Stroke Rehabilitation

In the United States more than 700,000 people suffer a stroke each year, and approximately two-thirds of these individuals survive and require rehabilitation.

The Goals of Rehabilitation

Our objective is to help patients become as independent as possible and to recover the best possible quality of life.

Even though rehabilitation does not “cure” the effects of stroke in that it does not reverse brain damage, rehabilitation can substantially help people achieve the best possible long-term outcome.

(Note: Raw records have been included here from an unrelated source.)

PR #51, opened 2016-06-29
Simplified management-console

gastaldi:
This PR depends on https://github.com/wildfly/wildfly-core/pull/1645 to be available
as the existing code throws a NPE in WildFly Core (See WFCORE-1629). 

At last but not least, -Dswarm.http.eager=true should be true to enable it

### DIFF
--- a/management-console/src/main/java/org/wildfly/swarm/management/console/runtime/ManagementConsoleConfiguration.java
+++ b/management-console/src/main/java/org/wildfly/swarm/management/console/runtime/ManagementConsoleConfiguration.java
@@ -15,15 +15,10 @@
  */
 package org.wildfly.swarm.management.console.runtime;
 
-import java.net.URL;
 import java.util.Collections;
-import java.util.Enumeration;
 import java.util.List;
 
-import org.jboss.modules.Module;
-import org.jboss.modules.ModuleLoader;
 import org.jboss.shrinkwrap.api.Archive;
-import org.jboss.shrinkwrap.api.ShrinkWrap;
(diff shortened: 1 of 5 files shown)


gastaldi:
Also this change introduces a dependency on the Management fraction.

kenfinnigan:
is this already merged?

gastaldi:
This should only be merged after we update WildFly, otherwise it throws a NPE inside WF Core classes

management-console/src/main/java/org/wildfly/swarm/management/console/runtime/ManagementConsoleConfiguration.java
```diff
@@ -40,11 +35,15 @@ public ManagementConsoleConfiguration() {
 
     @Override
     public List<Archive> getImplicitDeployments(ManagementConsoleFraction fraction) throws Exception {
-        WARArchive war = ArtifactLookup.get()
-                .artifact("org.jboss.as:jboss-as-console:jar:2.8.25.Final:resources", "management-console-ui.war")
```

What is post-stroke rehabilitation?

Rehabilitation helps stroke survivors relearn skills that are lost when part of the brain is damaged. For example, these skills can include coordinating leg movements to walk or carrying out the steps involved in any complex activity.

Rehabilitation also teaches stroke patients new ways of performing tasks to circumvent or compensate for any residual disabilities. Individuals may need to learn how to bathe and dress using only one hand, or how to communicate effectively when their ability to use language has been compromised.

Careful, Practiced, Repetitive Treatment

There is a strong consensus among rehabilitation experts that the most important element in any rehabilitation program is carefully directed, well-focused, repetitive practice—the same kind of practice used by all people when they learn a new skill, such as playing the piano or pitching a baseball.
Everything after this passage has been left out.